The Financial Times reports:

China’s central bank on Friday widened its daily trading band against the dollar for the renminbi to 0.5 per cent from 0.3 per cent, while raising interest rates and banks’ reserve requirements.

The widening of the trading band is sure to fuel expectations that China will allow the renminbi to rise at a faster rate as its politically sensitive trade surplus soars.

You were expecting the "however", weren't you?

However, People’s Bank of China insisted the move was just a further step in its gradual reform of its currency exchange regime and that it should not be seen as prelude to a revaluation.

"(The widening) is a constructive institutional step, and certainly does not signify that there will be great volatility in the renminbi exchange rate, even less does it signify that there will be a large appreciation,” the central bank said.

The track record suggests you should believe what they say, and some are of the opinion that this is a lot of not much.  From the Wall Street Journal:

The band widening is a "symbolic but laudable" move that will help shift China's economy toward more domestic-led growth, said analysts at Goldman Sachs.

It "means nothing" for yuan appreciation, said a Shanghai-based trader with foreign bank. "We don't even use half of the current band. This is just to impress [U.S. Treasury Secretary] Henry Paulson."
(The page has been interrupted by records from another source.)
PR #450, opened 2017-07-18
Issue #449 fix

DaneTheory:
Ref: #449

Issue 1:
Removed extra dashes located in the package.json test scripts that cause start script to fail.

Issue 2:
Removed escape characters found in setupPrompts.js which cause linting to fail, thus breaking start script.

PR #451, opened 2017-07-18
Revert PR #450

DaneTheory:
Removed change that removed additional dashes in npm test scripts in favor of adding jest-cli as a devDep.

This commit instead focusses on issue 2 from #449 where setupPrompts.js had a bug that caused start script to fail.

### DIFF
--- a/tools/setup/setupPrompts.js
+++ b/tools/setup/setupPrompts.js
@@ -3,7 +3,7 @@ module.exports = [
   {
     name: 'projectName',
     description: 'Project name (default: new-project)',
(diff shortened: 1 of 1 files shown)


DaneTheory:
@coryhouse here's the revert for #450 

Couldn't get the revert to work via CLI so just did a manual fix. At work, otherwise I'd do it better.

coryhouse:
Thanks! 👍

kwelch:
PR #450 never merged so why did we need to revert?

Nonetheless, a report on the policy move from China Daily has a more urgent tone than usual:

... the tightening policies have largely failed to prevent the economy from becoming overheated. The gross domestic product grew 11.1 percent in the first quarter of the year, compared to last year at 10.7 percent, statistics showed.
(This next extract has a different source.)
PR #452, opened 2017-07-21
Enhance babel env config to transpile for IE9+

coryhouse:


kwelch:
I don't see any issue with this. I haven't bug very deep into `env` so all appears right from the surface.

Total value of the Chinese stocks hit 17.43 trillion yuan (US$2.27 trillion) yesterday and has likely surpassed the total in household deposits, as money continues to flow out of banks and into the stock market.

In April, total household renminbi deposits dropped to 17.37 trillion, a decrease of 167.4 billion yuan (US$21.7 billion) compared with March. Household deposits may drop further in May as investors are rushing to withdraw money from savings accounts and pump them into the stock market, the Shanghai Securities News reported.

It should be noted that, if the claim that the yuan remains undervalued is correct, demand pressures on the economy are inevitable.  From macroblog past:

... abstracting from capital controls, theory would predict an undervalued currency is a problem that should eventually take care of itself.  The reason is that pegging the nominal exchange rate -- the only currency price a central bank can hope to influence in the long run -- requires flooding the world with your domestic currency.  Given enough time, the inflationary consequences of those policies will cause the fundamental value of the nominal exchange rate to fall on its own.

"Abstracting from capital controls" is not, of course, a phrase that ought to be used in discussions of Chinese financial markets.  But the effects of mispricing have to show up somewhere, and it does appear that the yuan peg may have become a bit of a struggle.